PERSPEKTIF AWAL TENTANG EKONOMI KELEMBAGAAN
Ekonomi
kelembagaan secara umum berisi mengenai suatu pandangan mengenai sistem ekonomi
yang ada untuk mencapai sebuah efisiensi dalam perekonomian. Kaum ekonomi
kelembagaan hadir untuk melakukan kritik terhadap asumsi – asumsi aliran
ekonomi klasik dan neo klasik dalam menafsirkan arti dari efisiensi dalam
ekonomi dan cara untuk mencapai efisiensi tersebut. Hal tersebut bukan berarti
padangan ekonom klasik dan neo klasik tidak aplikatif lagi atau sudah tidak valid,
akan tetapi, hadirnya kaum ekonomi kelembagaan untuk memberikan perbaikan atau menyempurnakan
celah – celah perspektif dari kedua aliran tersebut.
Ekonomi
kelembagaan berdasar pada dua kata yaitu “ekonomi” dan “kelembagaan”. Ekonomi
yang berasal dari “oikos” yang berarti rumah tangga dan “nomos”
yang berarti peraturan, lalu kelembagaan yang berarti institusi. Oleh karena
itu, pada ekonomi kelembagaan banyak mempelajari mengenai behaviour dari
pelaku – pelaku ekonomi khususnya instisusi atau firm dalam mencapai
efisiensi menurut asumsi ekonomi kelembagaan. Adapun definisi mengenai
institusi, yaitu menurut Douglas C. North, institusi sebagai aturan-aturan (constraints)
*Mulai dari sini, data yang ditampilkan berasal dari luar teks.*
PR #191, opened 2026-05-18
fix: validate explicit_credentials fallback usernames to avoid Pydantic crash

DavidJBianco:
### Motivation

- The generator could construct a fallback `User` from an unconstrained `explicit_credentials.target_username`, which allowed values (e.g., `CORP\\Jane Doe`) that violate the `User.username` pattern and caused Pydantic `ValidationError` at generation time, causing availability failures when processing untrusted scenarios.

### Description

- Add a shared username validation regex `_USER_MODEL_USERNAME_RE` and require it to match before constructing synthetic `User` objects from `target_username` or `system.assigned_user` in `_coerce_windows_explicit_credentials_subject` so malformed account text falls through to the safe Administrator fallback. 
- Preserve existing behavior that returns known users from `self._users_by_username` when present and otherwise falls back to `Administrator` when no safe candidate is available. 
- Add a regression unit test `test_generate_explicit_credentials_ignores_invalid_target_for_subject_fallback` covering a domain-qualified `target_username` containing a space to ensure the coercion path no longer raises. 
- Update `TODO.md` to mark the security remediation and follow the project implementation tracking workflow.

### Testing

- Ran focused unit tests for the explicit-credentials case with `uv run pytest --no-cov tests/unit/test_activity.py -q -k 'explicit_credentials'`, which passed. 
- Ran the full test suite with `uv run pytest --no-cov`, which completed successfully (`3163 passed, 37 skipped`).
- Ran static checks `uv run ruff check .` and `uv run ruff format --check .`, both of which passed.

------
[Codex Task](https://chatgpt.com/codex/cloud/tasks/task_e_6a0b0f2d7e9c832581dd4e3abcba6717)


DavidJBianco:

PR #192, opened 2026-05-18
fix: harden extra syslog service rendering

DavidJBianco:
### Motivation

- The extra-syslog renderer treated scenario-provided `system.services` entries as format strings, so attacker-controlled service names containing `{` or `{missing}` could raise `ValueError`/`KeyError` and abort generation.

### Description

- In `render_extra_syslog_message()` treat the `service` parameter values as literal data and do not run `.format()` on them, while preserving developer-controlled nested templates (e.g., `sudo_command`) that may include `{service}` placeholders. (`src/evidenceforge/generation/activity/extra_syslog.py`)
- Add a regression test that verifies contextual `sudo` rendering still substitutes `service` when it comes from the contextual pool and that malformed scenario service names like `{missing}` or `{` do not crash and are rendered literally. (`tests/unit/test_validate_config.py`)
- Update the persistent work tracker to mark the security hardening as completed. (`TODO.md`)

### Testing

- Ran the focused unit tests: `uv run pytest --no-cov tests/unit/test_validate_config.py -k 'extra_syslog_sudo_templates_render_contextual_services or extra_syslog_treats_contextual_services_as_literals'` and both selected tests passed.
- Ran linters/format checks: `uv run ruff check .` and `uv run ruff format --check .`, both succeeded.
- The change is minimal and preserves existing `sudo_command` nested templating behavior while preventing attacker-controlled scenario fields from being interpreted as format templates.

------
[Codex Task](https://chatgpt.com/codex/cloud/tasks/task_e_6a0b13bf50d08325b11e6f03c5dd0517)


DavidJBianco:

PR #193, opened 2026-05-18
fix: ignore malformed process command URLs to prevent ValueError crash

DavidJBianco:
### Motivation
- A stored process `command_line` containing a malformed or out-of-range HTTP URL (e.g., `:99999`, non-numeric port, or invalid bracketed authority) could be reparsed during connection attribution and cause `urllib.parse.urlsplit` to raise `ValueError`, aborting generation.
- The new process→connection inference path called the unsafe helper without guarding against `ValueError`, introducing a denial-of-service crash for crafted scenario inputs.

### Description
- Hardened `_extract_http_url_from_command()` to skip URL candidates that cause `urlsplit()` to raise `ValueError` instead of propagating the exception.
- Hardened `_http_context_from_process_command()` to catch `ValueError` when accessing parsed attributes (hostname/port) and return `None` for malformed command-line URLs so connection generation will not infer HTTP context from invalid data.
- Added regression tests that cover malformed/out-of-range/non-numeric/bracketed authorities in process command URLs and an attributed-connection test that verifies `generate_connection()` no longer crashes when a stored `curl` command contains a bad port.
- Updated `TODO.md` to record the security fix as completed.
- Files changed: `src/evidenceforge/generation/activity/generator.py`, `tests/unit/test_activity.py`, `TODO.md`.

### Testing
- Ran the focused unit tests `tests/unit/test_activity.py::TestProcessHttpCommandCorrelation` and observed all tests pass (`10 passed`).
- Ran repository linters and format checks: `uv run ruff check .` and `uv run ruff format --check .` passed with no issues.
- The regression verifies that malformed command-line URLs are ignored for HTTP context inference and that an attributed TCP connection generation path no longer raises `ValueError`.

------
[Codex Task](https://chatgpt.com/codex/cloud/tasks/task_e_6a0b13befc3c8325b97157b934b27582)

### DIFF
--- a/TODO.md
+++ b/TODO.md
@@ -50,6 +50,7 @@ Replaced manual per-emitter field coordination with SecurityEvent intermediate r
 
 ### Security Fixes
 
+- [x] Harden process command URL parsing so malformed command-line ports cannot crash connection generation — skipped invalid command-line URL authorities/ports during HTTP context inference and covered both direct helper parsing and attributed connection generation.
 - [x] Harden Windows spool JSON encoding and flushing against scenario-triggered denial-of-service — replaced collision-prone datetime sentinels with typed spool field wrappers and kept final spooled rendering on SQLite-backed streaming fixup passes instead of materializing all rows.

yang diciptakan oleh manusia untuk mengatur dan membentuk interaksi politik,
sosial, dan ekonomi. Aturan-aturan tersebut terdiri dari aturan formal seperti
undang-undang, konstitusi dan aturan informal seperti norma sosial, konvensi,
adat istiadat.
Terdapat
beberapa definisi ekonomi kelembagaan menurut ahli, salah satu ahli menyebutkan
bahwa ekonomi kelembagaan adalah cabang ilmu ekonomi yang menekankan pada
pentingnya aspek kelembagaan dalam menentukan bagaimana sistem ekonomi dan
sosial bekerja (Black, 2002).
Dalam kajian secara
historis, akar yang menjadi awal atau dasar dari ekonomi kelembagaan telah ada
sejak lama, dimulai dari ahli – ahli kelembagaan dari tradisi AS, seperti
Thorstein Veblen, Wesley Michell, John R. Commons, dan Clarence Ayres. Selain
iu, juga terdapat pandangan – pandangan yang diungkapkan oleh ekonom aliran
klasik, seperti Adam Smith dan John Stuart Mill; Karl Marx dan aliran Marxian
lainnya; Mazhab Austria seperti Menger, von Wieser, dan Hayek; Schumpeter; dan
tokoh neoklasik, khususnya Marshall. Tradisi dan asumsi yang pertama ini
disebut dengan “Ilmu Ekonomi Kelembagaan Lama” (old institutional economics).
Selanjutnya, terdapat
kelanjutan dari pandangan awal sebelumnya yang dianggap sebagai perluasan dari
elemen – elemen kelembagaan yang diatemukan pada aliran ekonomi klasik, neo
klasik, dan mazhab Austria yang biasa disebut dengan “Ilmu Ekonomi Kelembagaan
Baru” (new institutional economics). Adanya istilah “baru” dan “lama”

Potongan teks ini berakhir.